# Which personality is most like a sociopath



## Limitless2007 (Mar 22, 2016)

Which personality is most like a sociopath/psychopath/narcissist? 

I'm an ENTP, and people have told me they suspect me of being a sociopath or psychopath. Mostly the ones who I show my true self around, like who I don't try and be as fake as I would with some people. 

They've said I seem cold, lack empathy, am kinda sadistic, manipulative etc. 

I know that a psychopath would wear a mask, and I doubt I'm any of them, but I've just been told I seem like one a lot. People have told me stuff about me that I don't even think I do, then I realize I might, but I don't have the intention they say I look like I have. 

My brother is an ENFJ(did the test once) and I knew he would get an F. He's way more empathetic than me, and very feeling like, which sometimes annoys me. He says I'm a psycho, and I say he's too emotional lol 

He's also more impulsive than me, but I find it fun. Maybe he's only impulsive with me, because I mess with him a lot. He throws the first thing he sees at me, including metal forks and tennis rackets, yet I still mess with him, knowing he'll just throw the first thing in front of him. I don't have anything in mind when I mess with him, but do it just cause I think. He's 15. 

But yeah, I've haven't really found a lot about this. 

I wanted to hear new answers on this topic before I lost interest in asking this, which happens a lot. 


Sent from my iPhone using Tapatalk


----------



## ESFJa9001 (Mar 21, 2016)

I knew an ISTP and he was a narcissist, he didn't seem to have any empathy at all. He never wondered about anything either. Something either was, or it wasn't relevant now. For example if I speculated as to whether or not two people might get on, he had no interest in the what if aspect of something in the future. Facts only. It made having a conversation quite joyless.

There is a massive difference between not naturally having a lot of empathy with others' thoughts and experiences and being SADISTIC and manipulative. That's not good. Do you think you derive pleasure from making others' suffer? Or just, meeting your own needs at others' expense?

You may not naturally have a lot of empathy but you are not 'bound' to be sadistic or manipulative! If you catch yourself deriving pleasure from discomfort in others that you have caused, I'd go to a therapist. I've been to one, I'm not trying to be rude. 

Plenty of people with no empathy can't read the social cues but they get very upset at the idea that they have inadvertently made a faux pas and offended somebody so I'd see the two issues that you put together as being very different! hth a bit.


----------



## phoenixmarie (Jun 28, 2013)

You.

Kidding.
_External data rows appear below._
PR #115, opened 2022-11-23
Fix Clippy Pedantic Warnings and Structure Rename

da2ce7:
Massive Rename of Structs and Fixing of Many Pedantic Clippy Warnings.


src/tracker/torrent.rs
```diff
@@ -93,7 +93,7 @@ impl Default for Entry {
 }
 
 #[derive(Debug)]
-pub struct Stats {
+pub struct Swarm {
```
josecelano: hi @da2ce7, just to confirm  you have used the term "Swarm" because in BitTorrent that means all the nodes that have the torrent.

https://en.wikipedia.org/wiki/Glossary_of_BitTorrent_terms#Swarm

josecelano (approved):

src/tracker/torrent.rs
da2ce7: If this was a torrent client, I believe that should be something like "connections", as this is the index, the "swam" is all the peers that have this torrent. - So I believe it is the correct word.

da2ce7: I just call it `Swam` instead of `SwamSize` or something, as we may add more info related to the Swam to this struct in the future.

josecelano: OK, I thought that was the reason. Maybe we can call it `SwamStats` now until we have more fields and then rename it. What do you think? I always try to reveal current intentions, not future behaviour, with names.

da2ce7:
ACK 728fe8a17e090b56dbde3284c22f3956b641edbd

da2ce7:
ACK 0f075e4daee476db840a4dbf98e3639a84ecd1bc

I've never met anyone who appeared to have sociopathic tendencies. I've met a ton of people with narcissistic personality disorder, but no sociopaths. The narcissists I've known have all been INFPs, plus one ESTJ. 

I see a lot of ENTPs getting told they have the most sociopathic traits and I honestly don't see it. Maybe the tertiary Fe is why people say that? When undeveloped, empathy could be lacking. You sound young; if your brother is calling you a psycho and saying you have no emotions, it's likely because your Fe is a lot less developed than his (no shit, he's an ENFJ - Fe everywhere all the time).


----------



## Umbraphage (Mar 22, 2016)

I wouldn't say any particular type is most like a psychopath/sociopath. Psychopathy/sociopath can occur in ANY type, even xxFPs. My own father is an ISFP with sociopathic tendencies (Our relationship isn't close at all, given I was raised my whole life by my mother), but thank god I don't exhibit them! Some people (INFP and ISFP respectively) have actually commented that I lack empathy (INTJ here, so not surprising), but I have gathered enough data to prove I am not psychopathic.
Otherwise, I suppose typical NT types would exhibit more "psychopathic" behavior because we typically don't express emotion like other groups. This is all according to the NT stereotypes.


----------



## RaisinKG (Jan 2, 2016)

Well, NTs seem to be the least expressive of the temperaments, however, FPs are well known for being especially well at hiding what their feeling, so they can (stereotypically) look like NTs (yes, even EFPs)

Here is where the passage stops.